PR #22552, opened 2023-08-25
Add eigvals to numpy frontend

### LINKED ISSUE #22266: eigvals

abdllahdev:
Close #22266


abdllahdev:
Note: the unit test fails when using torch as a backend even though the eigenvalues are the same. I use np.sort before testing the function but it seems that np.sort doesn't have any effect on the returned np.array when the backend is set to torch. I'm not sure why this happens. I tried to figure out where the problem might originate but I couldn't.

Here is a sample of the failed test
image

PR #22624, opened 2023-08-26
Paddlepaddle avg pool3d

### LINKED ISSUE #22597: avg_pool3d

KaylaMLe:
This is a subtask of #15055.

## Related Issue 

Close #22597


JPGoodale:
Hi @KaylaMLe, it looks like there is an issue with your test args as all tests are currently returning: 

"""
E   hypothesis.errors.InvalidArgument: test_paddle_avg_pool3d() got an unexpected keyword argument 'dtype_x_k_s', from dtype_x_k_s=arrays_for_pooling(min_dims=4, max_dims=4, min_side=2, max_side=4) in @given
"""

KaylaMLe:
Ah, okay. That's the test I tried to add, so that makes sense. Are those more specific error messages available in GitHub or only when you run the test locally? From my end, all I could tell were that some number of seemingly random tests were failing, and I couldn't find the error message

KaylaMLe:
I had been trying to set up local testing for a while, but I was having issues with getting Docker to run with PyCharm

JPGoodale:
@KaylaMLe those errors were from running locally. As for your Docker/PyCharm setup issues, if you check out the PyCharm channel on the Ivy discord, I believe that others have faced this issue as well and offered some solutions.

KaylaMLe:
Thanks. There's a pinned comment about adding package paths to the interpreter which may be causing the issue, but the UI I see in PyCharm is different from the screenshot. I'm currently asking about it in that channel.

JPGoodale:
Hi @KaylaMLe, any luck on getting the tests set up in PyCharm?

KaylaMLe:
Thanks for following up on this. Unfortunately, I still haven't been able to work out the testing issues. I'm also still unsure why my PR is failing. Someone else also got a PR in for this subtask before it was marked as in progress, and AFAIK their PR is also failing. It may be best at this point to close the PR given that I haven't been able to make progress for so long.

# # # # # # #

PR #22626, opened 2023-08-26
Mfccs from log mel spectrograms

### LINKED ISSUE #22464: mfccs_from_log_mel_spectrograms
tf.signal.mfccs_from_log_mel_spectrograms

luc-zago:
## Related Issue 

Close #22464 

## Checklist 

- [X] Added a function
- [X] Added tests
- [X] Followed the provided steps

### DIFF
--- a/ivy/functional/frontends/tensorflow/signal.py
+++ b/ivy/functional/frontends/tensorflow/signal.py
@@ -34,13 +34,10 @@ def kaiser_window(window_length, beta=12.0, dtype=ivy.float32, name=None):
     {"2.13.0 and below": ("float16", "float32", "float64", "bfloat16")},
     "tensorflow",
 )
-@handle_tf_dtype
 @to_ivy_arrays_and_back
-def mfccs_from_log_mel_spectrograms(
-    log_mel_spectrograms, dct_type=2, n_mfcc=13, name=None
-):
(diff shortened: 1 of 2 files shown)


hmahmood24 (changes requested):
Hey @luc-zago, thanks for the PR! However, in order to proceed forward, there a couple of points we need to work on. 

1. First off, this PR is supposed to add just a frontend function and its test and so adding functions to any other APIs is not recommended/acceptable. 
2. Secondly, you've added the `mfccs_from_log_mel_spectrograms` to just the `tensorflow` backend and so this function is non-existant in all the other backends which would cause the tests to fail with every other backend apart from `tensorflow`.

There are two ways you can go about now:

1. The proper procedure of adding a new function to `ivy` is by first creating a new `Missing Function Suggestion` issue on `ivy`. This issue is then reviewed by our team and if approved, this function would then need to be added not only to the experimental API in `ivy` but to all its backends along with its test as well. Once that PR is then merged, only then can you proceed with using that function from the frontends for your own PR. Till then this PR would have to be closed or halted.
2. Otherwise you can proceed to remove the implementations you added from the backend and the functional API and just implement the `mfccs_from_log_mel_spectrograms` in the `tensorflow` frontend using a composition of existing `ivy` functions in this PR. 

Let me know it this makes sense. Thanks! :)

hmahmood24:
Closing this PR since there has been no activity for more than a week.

# # # # # # #

Task instructions:
Working from the material above, restate word for word the lines between the line with "## Checklist" and the line with "(diff shortened: 1 of 2 files shown)", both included, and only those.

Expected output:
## Checklist 

- [X] Added a function
- [X] Added tests
- [X] Followed the provided steps

### DIFF
--- a/ivy/functional/frontends/tensorflow/signal.py
+++ b/ivy/functional/frontends/tensorflow/signal.py
@@ -34,13 +34,10 @@ def kaiser_window(window_length, beta=12.0, dtype=ivy.float32, name=None):
     {"2.13.0 and below": ("float16", "float32", "float64", "bfloat16")},
     "tensorflow",
 )
-@handle_tf_dtype
 @to_ivy_arrays_and_back
-def mfccs_from_log_mel_spectrograms(
-    log_mel_spectrograms, dct_type=2, n_mfcc=13, name=None
-):
(diff shortened: 1 of 2 files shown)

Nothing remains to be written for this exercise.